### PROMPT
Within the entries below, find each line containing the word "didn" and copy it.

====== DATASET RECORDS ======

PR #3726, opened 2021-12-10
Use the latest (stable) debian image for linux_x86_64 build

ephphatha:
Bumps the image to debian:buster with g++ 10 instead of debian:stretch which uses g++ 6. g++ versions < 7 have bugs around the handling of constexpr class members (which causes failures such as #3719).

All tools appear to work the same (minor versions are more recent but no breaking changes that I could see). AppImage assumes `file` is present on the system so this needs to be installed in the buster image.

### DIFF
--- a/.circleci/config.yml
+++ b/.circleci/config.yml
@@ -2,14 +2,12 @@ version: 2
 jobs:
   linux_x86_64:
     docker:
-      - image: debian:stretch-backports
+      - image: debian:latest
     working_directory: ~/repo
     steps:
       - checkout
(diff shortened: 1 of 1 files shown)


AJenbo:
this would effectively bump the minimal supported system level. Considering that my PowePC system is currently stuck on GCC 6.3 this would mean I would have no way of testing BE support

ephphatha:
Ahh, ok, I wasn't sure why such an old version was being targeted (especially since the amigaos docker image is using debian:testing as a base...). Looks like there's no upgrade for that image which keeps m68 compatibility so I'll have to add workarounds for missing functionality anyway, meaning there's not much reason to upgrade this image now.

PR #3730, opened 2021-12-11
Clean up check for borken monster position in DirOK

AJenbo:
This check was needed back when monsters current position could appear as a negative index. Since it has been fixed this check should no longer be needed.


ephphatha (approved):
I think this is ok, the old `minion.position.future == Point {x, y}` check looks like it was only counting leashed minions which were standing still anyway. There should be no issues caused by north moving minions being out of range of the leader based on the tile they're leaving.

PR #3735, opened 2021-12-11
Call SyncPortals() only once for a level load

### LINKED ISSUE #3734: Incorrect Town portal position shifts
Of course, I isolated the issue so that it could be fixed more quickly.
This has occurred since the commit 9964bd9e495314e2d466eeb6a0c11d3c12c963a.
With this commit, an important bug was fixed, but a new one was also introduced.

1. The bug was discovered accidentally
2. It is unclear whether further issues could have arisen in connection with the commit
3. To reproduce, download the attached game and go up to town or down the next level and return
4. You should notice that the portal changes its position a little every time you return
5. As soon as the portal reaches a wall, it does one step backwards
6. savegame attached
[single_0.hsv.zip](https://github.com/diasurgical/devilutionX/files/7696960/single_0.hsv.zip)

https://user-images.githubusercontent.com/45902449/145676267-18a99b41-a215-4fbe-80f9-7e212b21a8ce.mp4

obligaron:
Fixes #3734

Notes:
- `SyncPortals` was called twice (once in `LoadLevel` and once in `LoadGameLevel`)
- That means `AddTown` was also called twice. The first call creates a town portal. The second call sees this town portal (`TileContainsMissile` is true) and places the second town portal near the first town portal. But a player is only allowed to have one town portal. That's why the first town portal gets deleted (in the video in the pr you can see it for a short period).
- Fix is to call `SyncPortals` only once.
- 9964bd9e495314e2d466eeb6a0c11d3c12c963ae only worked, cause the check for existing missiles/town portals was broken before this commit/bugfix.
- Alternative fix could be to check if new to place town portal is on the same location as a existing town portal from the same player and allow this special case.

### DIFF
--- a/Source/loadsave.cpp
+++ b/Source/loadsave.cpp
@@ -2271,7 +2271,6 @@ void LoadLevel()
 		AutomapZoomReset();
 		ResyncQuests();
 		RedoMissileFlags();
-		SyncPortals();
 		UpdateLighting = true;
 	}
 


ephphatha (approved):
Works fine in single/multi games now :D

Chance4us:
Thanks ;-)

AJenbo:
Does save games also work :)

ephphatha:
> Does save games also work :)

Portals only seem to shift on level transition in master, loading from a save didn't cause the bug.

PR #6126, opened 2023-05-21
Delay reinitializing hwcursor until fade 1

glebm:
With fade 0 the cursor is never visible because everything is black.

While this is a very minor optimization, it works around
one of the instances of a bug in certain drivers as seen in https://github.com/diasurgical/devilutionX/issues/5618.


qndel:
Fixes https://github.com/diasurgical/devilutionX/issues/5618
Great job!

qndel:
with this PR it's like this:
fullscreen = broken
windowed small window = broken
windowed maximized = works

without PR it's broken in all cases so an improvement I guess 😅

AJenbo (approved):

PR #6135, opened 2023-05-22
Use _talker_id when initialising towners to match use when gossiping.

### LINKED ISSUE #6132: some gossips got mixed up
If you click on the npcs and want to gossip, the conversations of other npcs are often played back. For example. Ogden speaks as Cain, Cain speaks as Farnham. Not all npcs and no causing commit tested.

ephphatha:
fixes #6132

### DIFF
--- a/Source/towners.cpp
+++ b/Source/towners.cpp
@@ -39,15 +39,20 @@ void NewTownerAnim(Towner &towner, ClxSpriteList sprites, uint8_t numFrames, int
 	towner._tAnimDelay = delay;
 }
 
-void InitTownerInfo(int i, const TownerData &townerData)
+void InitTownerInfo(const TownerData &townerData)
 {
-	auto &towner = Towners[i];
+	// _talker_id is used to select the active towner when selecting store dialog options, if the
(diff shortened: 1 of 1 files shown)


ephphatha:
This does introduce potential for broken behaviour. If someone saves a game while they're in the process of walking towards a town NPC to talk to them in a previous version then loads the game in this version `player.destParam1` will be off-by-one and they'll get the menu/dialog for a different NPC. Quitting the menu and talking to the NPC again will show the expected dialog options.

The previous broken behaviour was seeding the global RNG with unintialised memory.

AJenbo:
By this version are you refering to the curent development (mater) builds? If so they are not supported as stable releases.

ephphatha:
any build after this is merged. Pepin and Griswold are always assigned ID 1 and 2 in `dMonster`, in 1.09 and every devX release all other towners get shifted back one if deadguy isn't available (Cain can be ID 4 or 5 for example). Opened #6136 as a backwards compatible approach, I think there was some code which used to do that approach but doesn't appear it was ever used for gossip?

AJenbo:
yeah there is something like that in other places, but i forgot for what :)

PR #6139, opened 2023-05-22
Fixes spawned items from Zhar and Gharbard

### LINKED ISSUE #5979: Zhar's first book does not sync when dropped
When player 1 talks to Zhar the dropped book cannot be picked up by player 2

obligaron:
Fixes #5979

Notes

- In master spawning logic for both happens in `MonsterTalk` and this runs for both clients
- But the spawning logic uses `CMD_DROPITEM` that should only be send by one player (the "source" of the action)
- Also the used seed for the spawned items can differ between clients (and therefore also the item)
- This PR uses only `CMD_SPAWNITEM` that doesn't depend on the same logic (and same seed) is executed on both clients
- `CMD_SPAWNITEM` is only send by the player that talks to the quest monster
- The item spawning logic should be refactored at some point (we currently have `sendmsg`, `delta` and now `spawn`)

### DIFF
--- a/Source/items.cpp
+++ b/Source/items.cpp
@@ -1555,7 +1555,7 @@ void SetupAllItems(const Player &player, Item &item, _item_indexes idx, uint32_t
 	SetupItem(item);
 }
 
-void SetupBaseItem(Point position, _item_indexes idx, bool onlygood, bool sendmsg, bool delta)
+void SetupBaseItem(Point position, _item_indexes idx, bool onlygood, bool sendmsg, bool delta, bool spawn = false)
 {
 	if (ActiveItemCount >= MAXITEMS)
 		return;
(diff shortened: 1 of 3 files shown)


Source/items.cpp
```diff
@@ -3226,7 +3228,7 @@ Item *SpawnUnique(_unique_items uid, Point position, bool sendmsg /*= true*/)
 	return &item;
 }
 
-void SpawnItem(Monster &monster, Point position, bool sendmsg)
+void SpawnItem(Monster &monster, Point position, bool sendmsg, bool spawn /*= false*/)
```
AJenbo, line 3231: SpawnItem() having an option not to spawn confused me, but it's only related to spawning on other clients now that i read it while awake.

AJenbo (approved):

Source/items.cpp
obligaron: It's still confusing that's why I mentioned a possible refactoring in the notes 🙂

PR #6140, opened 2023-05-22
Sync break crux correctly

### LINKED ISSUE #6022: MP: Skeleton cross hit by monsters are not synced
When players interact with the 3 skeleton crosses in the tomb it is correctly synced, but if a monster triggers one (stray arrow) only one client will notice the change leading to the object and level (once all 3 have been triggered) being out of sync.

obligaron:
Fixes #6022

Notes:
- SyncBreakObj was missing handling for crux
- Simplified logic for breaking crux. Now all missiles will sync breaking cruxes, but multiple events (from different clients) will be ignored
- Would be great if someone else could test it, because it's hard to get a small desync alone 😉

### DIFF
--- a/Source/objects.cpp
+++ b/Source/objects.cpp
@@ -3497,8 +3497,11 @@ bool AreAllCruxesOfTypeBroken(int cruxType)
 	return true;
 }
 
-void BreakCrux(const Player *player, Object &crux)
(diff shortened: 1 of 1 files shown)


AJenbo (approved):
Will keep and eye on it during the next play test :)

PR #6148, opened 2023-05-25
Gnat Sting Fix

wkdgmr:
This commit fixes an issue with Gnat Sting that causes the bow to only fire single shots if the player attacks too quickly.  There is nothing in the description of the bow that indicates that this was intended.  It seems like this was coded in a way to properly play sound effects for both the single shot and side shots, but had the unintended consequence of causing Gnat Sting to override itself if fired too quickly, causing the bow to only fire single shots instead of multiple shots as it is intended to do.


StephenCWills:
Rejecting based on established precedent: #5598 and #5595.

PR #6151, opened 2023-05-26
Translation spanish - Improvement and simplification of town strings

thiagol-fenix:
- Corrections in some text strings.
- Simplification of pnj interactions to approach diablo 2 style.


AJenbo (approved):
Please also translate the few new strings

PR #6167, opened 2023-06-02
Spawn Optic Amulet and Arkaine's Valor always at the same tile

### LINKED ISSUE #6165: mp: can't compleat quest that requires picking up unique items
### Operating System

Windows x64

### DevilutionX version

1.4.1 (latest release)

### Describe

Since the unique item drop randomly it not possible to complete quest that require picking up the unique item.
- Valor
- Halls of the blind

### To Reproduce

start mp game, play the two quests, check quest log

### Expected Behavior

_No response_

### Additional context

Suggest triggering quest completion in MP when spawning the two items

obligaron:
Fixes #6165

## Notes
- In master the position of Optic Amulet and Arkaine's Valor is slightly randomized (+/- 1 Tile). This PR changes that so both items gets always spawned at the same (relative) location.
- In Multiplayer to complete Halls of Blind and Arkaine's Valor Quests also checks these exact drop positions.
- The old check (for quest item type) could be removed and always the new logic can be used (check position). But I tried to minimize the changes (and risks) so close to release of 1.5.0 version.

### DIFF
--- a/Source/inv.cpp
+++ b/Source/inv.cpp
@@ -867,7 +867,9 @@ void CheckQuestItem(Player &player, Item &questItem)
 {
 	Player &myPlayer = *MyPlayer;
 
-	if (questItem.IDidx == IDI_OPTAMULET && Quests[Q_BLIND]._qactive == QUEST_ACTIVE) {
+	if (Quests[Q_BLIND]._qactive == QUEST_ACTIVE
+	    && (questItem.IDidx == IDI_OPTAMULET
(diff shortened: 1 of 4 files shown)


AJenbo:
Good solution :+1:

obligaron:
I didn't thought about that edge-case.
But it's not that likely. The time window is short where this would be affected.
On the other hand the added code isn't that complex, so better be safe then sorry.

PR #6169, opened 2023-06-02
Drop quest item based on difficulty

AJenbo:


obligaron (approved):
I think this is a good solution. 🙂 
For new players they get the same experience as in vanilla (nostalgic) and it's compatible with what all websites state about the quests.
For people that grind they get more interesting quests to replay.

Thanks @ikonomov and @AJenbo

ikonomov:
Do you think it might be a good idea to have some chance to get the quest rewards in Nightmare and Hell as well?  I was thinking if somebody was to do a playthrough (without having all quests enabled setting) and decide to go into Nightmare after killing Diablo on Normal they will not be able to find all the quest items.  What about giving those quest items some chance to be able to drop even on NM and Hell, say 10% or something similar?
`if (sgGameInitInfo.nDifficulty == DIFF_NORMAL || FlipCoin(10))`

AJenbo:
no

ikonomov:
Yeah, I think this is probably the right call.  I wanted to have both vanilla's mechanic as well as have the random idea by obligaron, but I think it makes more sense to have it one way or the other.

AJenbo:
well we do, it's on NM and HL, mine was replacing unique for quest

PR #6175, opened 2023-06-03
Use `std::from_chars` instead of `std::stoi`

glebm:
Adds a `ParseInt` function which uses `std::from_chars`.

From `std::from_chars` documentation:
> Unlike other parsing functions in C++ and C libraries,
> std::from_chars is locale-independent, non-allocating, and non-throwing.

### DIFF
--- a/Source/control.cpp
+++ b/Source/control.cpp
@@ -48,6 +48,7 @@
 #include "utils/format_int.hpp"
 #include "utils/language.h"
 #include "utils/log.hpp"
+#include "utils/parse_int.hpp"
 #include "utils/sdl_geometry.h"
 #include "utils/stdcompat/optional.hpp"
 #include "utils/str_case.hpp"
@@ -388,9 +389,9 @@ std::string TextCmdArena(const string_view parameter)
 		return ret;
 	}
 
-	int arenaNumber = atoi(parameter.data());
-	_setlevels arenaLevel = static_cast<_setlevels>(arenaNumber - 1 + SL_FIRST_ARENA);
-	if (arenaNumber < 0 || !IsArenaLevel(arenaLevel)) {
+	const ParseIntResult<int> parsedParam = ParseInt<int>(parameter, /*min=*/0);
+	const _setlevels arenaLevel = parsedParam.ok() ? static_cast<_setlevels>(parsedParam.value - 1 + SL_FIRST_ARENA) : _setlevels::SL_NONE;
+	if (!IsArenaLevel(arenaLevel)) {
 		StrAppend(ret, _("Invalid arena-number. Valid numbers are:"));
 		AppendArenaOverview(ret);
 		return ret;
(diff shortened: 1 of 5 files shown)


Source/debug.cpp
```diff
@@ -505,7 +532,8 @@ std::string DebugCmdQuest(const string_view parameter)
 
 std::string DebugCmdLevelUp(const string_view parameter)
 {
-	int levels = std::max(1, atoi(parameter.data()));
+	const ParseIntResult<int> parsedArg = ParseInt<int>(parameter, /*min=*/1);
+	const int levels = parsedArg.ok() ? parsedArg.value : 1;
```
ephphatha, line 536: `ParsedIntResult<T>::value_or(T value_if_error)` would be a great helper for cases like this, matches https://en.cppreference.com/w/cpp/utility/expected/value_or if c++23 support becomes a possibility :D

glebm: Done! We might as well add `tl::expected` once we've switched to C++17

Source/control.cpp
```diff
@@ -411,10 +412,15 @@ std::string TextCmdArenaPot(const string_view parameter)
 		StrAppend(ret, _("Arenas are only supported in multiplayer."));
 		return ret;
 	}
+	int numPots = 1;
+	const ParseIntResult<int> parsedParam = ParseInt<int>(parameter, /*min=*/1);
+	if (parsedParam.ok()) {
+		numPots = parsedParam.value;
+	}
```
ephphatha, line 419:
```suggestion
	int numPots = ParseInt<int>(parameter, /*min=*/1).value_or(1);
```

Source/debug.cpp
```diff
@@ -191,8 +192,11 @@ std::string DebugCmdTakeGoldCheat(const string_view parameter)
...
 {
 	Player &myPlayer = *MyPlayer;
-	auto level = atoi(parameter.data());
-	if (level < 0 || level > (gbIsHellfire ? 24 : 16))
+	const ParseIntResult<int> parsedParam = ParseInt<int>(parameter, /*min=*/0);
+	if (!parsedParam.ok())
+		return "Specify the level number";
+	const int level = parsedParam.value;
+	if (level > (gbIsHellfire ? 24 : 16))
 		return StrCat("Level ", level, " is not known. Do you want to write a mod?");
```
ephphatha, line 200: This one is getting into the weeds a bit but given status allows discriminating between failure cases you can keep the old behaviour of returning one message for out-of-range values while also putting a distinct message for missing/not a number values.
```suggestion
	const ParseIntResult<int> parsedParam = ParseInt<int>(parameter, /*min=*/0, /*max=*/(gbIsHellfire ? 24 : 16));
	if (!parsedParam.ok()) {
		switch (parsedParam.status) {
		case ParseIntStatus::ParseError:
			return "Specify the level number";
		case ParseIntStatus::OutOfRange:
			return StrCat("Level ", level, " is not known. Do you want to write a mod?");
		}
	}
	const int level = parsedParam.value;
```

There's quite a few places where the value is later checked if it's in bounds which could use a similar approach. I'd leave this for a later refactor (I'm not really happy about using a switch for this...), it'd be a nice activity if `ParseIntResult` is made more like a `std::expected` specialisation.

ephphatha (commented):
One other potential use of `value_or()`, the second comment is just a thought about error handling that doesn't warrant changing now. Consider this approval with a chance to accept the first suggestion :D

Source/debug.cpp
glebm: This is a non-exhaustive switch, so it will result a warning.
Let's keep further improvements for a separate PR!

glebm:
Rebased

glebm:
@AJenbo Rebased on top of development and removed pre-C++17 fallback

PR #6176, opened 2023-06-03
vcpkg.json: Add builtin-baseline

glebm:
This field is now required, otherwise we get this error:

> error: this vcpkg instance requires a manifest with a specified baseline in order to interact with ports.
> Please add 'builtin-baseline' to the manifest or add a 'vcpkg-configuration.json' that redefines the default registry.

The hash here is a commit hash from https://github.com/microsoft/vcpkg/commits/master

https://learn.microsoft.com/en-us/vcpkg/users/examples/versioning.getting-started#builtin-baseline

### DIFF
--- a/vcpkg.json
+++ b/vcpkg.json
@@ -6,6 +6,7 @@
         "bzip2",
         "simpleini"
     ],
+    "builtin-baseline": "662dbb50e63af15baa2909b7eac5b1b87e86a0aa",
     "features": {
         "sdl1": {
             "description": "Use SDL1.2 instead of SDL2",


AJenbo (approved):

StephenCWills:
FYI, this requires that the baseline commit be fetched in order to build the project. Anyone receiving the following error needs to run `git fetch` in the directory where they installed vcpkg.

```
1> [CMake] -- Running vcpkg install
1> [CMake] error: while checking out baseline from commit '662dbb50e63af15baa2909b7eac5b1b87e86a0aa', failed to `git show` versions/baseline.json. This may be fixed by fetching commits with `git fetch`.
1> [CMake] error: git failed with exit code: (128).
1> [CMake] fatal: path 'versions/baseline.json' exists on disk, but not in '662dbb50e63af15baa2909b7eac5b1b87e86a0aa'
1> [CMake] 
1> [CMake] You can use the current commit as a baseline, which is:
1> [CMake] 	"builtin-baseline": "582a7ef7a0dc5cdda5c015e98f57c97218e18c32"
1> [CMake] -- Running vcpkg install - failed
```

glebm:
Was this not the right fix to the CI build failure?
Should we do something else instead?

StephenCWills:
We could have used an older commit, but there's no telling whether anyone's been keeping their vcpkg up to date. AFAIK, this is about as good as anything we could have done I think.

======

### ANSWER TO THIS EXERCISE
Portals only seem to shift on level transition in master, loading from a save didn't cause the bug.
I didn't thought about that edge-case.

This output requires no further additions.